### AIM OF THE EXERCISE
Across all the entries, tally the lines holding the word "itinerare", and give the number by itself.

== GIVEN ENTRIES ==

PR #1404, opened 2026-01-18
fix(character): Minor button renaming

SpeedyD:
This is admittedly a nitpick, but I've changed this on some sites ages ago. Having a bunch of buttons all just be 'edit' when they're strictly for specific purposes seems a bit odd.

I did keep 'Edit' for the visibility update button, because that one directly updates. It does not open a modal, and as such it's actually more consistent with other administrative Edit buttons.

### DIFF
--- a/resources/views/character/_image_info.blade.php
+++ b/resources/views/character/_image_info.blade.php
@@ -120,7 +120,7 @@
 
                 @if (Auth::check() && Auth::user()->hasPower('manage_characters'))
                     <div class="mt-3">
-                        <a href="#" class="btn btn-outline-info btn-sm edit-features" data-id="{{ $image->id }}"><i class="fas fa-cog"></i> Edit Features</a>
+                        <a href="#" class="btn btn-outline-info btn-sm edit-features" data-id="{{ $image->id }}"><i class="fas fa-cog"></i> Edit Traits</a>
                     </div>
                 @endif
             </div>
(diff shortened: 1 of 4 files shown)


SpeedyD:
..don't mind that. I figured I'd fix the typo in the branch name but apparently instead of updating it on a PR, Github just assumes it is deleted and closes the PR. Whoops.

resources/views/character/_image_info.blade.php
```diff
@@ -120,7 +120,7 @@
 
                 @if (Auth::check() && Auth::user()->hasPower('manage_characters'))
                     <div class="mt-3">
-                        <a href="#" class="btn btn-outline-info btn-sm edit-features" data-id="{{ $image->id }}"><i class="fas fa-cog"></i> Edit</a>
+                        <a href="#" class="btn btn-outline-info btn-sm edit-features" data-id="{{ $image->id }}"><i class="fas fa-cog"></i> Edit Features</a>
```
itinerare: The label on this should probably be traits...

SpeedyD: The modal include species, subtype, rarity.. and in some ext cases, even more. So I figured 'features' in this case can mean actual features of the design. :)

itinerare: Yes, but *features* in this case refers to *traits*-- which will be more self-explanatory as a label than something vague but all-encompassing.

SpeedyD: ...I suppose that in the end 'traits' is technically also all-encompassing.

itinerare (approved):

MarskyMessier (approved):
I think that's a fine PR to add better accessibility to what people edit front end wise!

===

### RESULT OF THE TASK
3